Role of tumor necrosis factor-α in the pathogenesis of indomethacin-induced small intestinal injury in mice
The pathogenesis of small intestinal damage caused by non-steroidal anti-inflammatory drugs (NSAIDs) such as indomethacin is still unclear. For this reason, there is currently no therapeutic strategy for ameliorating such damage. On the other hand, molecular treatment strategies targeting
tumor necrosis factor (TNF)-α exert beneficial effects on intestinal lesions in patients with inflammatory bowel disease (IBD). To clarify the participation of TNF-α in NSAID-induced small intestinal damage, we investigated the effects of indomethacin administration in mice with
targeted deletion of the TNF-α gene. Indomethacin (10 mg/kg) was administered subcutaneously to male C57BL/6 (wild-type: WT) mice and TNF-α-deficient (TNF-α-/-) mice to induce small intestinal damage. The ulcer score, the tissue-associated myeloperoxidase (MPO) activity
as an index of neutrophil infiltration, and the expression of keratinocyte chemoattractant (KC) mRNA in the small intestinal mucosa were measured. In addition, we performed a TUNEL assay to evaluate indomethacin-induced apoptosis of intestinal epithelial cells and measured the expression of
caspase-3 protein and Bcl-2 mRNA. The ulcer score, MPO activity, and expression of KC mRNA were significantly increased after indomethacin administration. These increases were significantly inhibited in TNF-α-/- mice compared with WT mice. Apoptotic cells were observed by the TUNEL assay
in the area of the ulcerative lesion, and they were significantly fewer in TNF-α-/- mice compared with WT mice. The expression of cleaved caspase-3 protein was induced by indomethacin administration, and significantly inhibited in TNF-α-/- mice compared with that of WT mice. The
expression level of Bcl-2 mRNA in indomethacin-treated TNF-α-/- mice was significantly higher than that in WT mice. TNF-α plays an important role in the pathogenesis of indomethacin-induced small intestinal damage. These results suggest that TNF-α could become a new therapeutic
target for NSAID-induced small intestinal damage.
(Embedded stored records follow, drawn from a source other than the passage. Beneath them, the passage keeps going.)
PR #314, opened 2026-05-29
perf: add Gluon MoE kernels for GPT-OSS

knwng:
Added support for Gluon MoE kernels and applied optimizations including:
- sliceMN for prefill shapes
- plain pipelining for decode shapes for now
- weight preshuffling on host


python/tokenspeed/runtime/layers/moe/backends/mxfp4/triton_kernel.py
borontion, line 1: 1. I am thinking of whether we can wrap routing + group gemms into a single `moe_fused` call, basically put multiple kernels together. that's how flashinfer moe works in my understanding, internally it also calls multiple kernels. that way we can avoid the intermediate branches - like support quant or not.
2. Should we consider to rename this `Mxfp4TritonKernelBackend` to something else, given it is using gluon kernels. another reason is I think we should try to hide the kernel detail specially triton_kernerls detail from the runtime.

what do you think?

knwng: 1. Do you mean fusing permute, activation into gemm1, and combine into gemm2? If so, we've already done that. If you mean merging the entire routing into gemms or merging everything, I didn't find the implementation in flashinfer so far. Can you give me a pointer? We can discuss it in follow-up anyway.
2. Make sense. We should have a gluon backend or something.

borontion: > Do you mean fusing permute, activation into gemm1, and combine into gemm2? If so, we've already done that. If you mean merging the entire routing into gemms or merging everything, I didn't find the implementation in flashinfer so far. Can you give me a pointer? We can discuss it in follow-up anyway.

no. it is not about kernel fusion. we can still keep the current implementation. I mean we can register a gluon version of `moe_fused`, and inside it call multiple kernels. 

```python
@register_kernel(...)
def gluon_moe_fused(...):
  # call route kernel
  # call group gemm1 kernel + fused activation
  # call group gemm2 kernel + combine
```

based on our original design, this should be `ExecutionPlan`. but given we don't have it now.

knwng: oh I see what you mean. SGTM.

borontion:
@knwng do you have any perf number vs. the triton kernel? it is fine if perf is lower than triton_kernels - we can lower its priority and do not auto-select it for now.

knwng:
> @knwng do you have any perf number vs. the triton kernel? it is fine if perf is lower than triton_kernels - we can lower its priority and do not auto-select it for now.

It's largely close. But to be safe I set it as secondary.

tokenspeed-kernel/python/tokenspeed_kernel/ops/moe/gluon.py
```diff
@@ -0,0 +1,4794 @@
...
+    capability=CapabilityRequirement(
+        vendors=frozenset({"amd"}),
+        min_arch_version=ArchVersion(9, 5),
+        max_arch_version=ArchVersion(9, 5),
+    ),
+    priority=_kernel_priority(),
+    tags={"throughput", "latency"},
+)
+
+register_kernel(
```
antiagainst: This is duplicated with the following.

tokenspeed-kernel/python/tokenspeed_kernel/ops/moe/gluon.py
```diff
@@ -0,0 +1,4794 @@
...
+        max_arch_version=ArchVersion(9, 5),
+    ),
+    signatures=_GLUON_FUSED_SIGNATURES,
+    traits={"activation_dtype": frozenset({"fp8"})},
+    priority=_kernel_priority(),
+    tags={"throughput", "latency"},
+)(_gluon_mxfp_fused_moe)
+
+
+__all__ = [
```
antiagainst: Move this to the beginng to be more discoverable?

tokenspeed-kernel/python/tokenspeed_kernel/ops/moe/gluon.py
```diff
@@ -0,0 +1,4794 @@
...
+
+register_kernel(
+    "moe",
+    "experts",
+    name="gluon_dispatch_gemm",
+    features={"ragged_metadata", "dispatch_gemm"},
+    **_common,
+)(_gluon_mxfp_ragged_matmul)
+
+register_kernel(
```
antiagainst: We need `@register_kernel`?

tokenspeed-kernel/python/tokenspeed_kernel/ops/moe/gluon.py
```diff
@@ -0,0 +1,4794 @@
...
+)
+from tokenspeed_kernel.platform import ArchVersion, CapabilityRequirement
+from tokenspeed_kernel.registry import Priority, register_kernel
+from tokenspeed_kernel.signature import (
+    ScaleFormat,
+    dense_tensor_format,
+    format_signature,
+    tensor_format,
+)
+from tokenspeed_triton.experimental import gluon
```
antiagainst: Some of these imports are duplicated from L28. For the ones missing, let's put inside `_triton.py` and then re-import here for single central place.

antiagainst (approved):
Nice! Quite clean baseline. Overall lgtm; just a few nits.

tokenspeed-kernel/python/tokenspeed_kernel/ops/moe/gluon.py
knwng: These are for different features, i.e. dispatch gemm and combine gemm

antiagainst: Oh yeah makes sense.

antiagainst (approved):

Document Type: Research Article
Affiliations: 1: Department of Molecular Gastroenterology and Hepatology, Kyoto Prefectural University of Medicine, Graduate School of Medical Science, Kyoto, Japan 2: Department of Molecular Gastroenterology and Hepatology, Kyoto Prefectural University of Medicine, Graduate School of Medical Science, Kawaramachi-Hirokoji, Kamigyo-ku, Kyoto 602-8566, Japan
Publication date: 01 January 2011
- The International Journal of Molecular Medicine is a monthly, peer-reviewed journal devoted to the publication of high quality studies related to the molecular mechanisms of human disease. The journal welcomes research on all aspects of molecular and clinical research, ranging from biochemistry to immunology, pathology, genetics, human genomics, microbiology, molecular pathogenesis, molecular cardiology, molecular surgery and molecular psychology.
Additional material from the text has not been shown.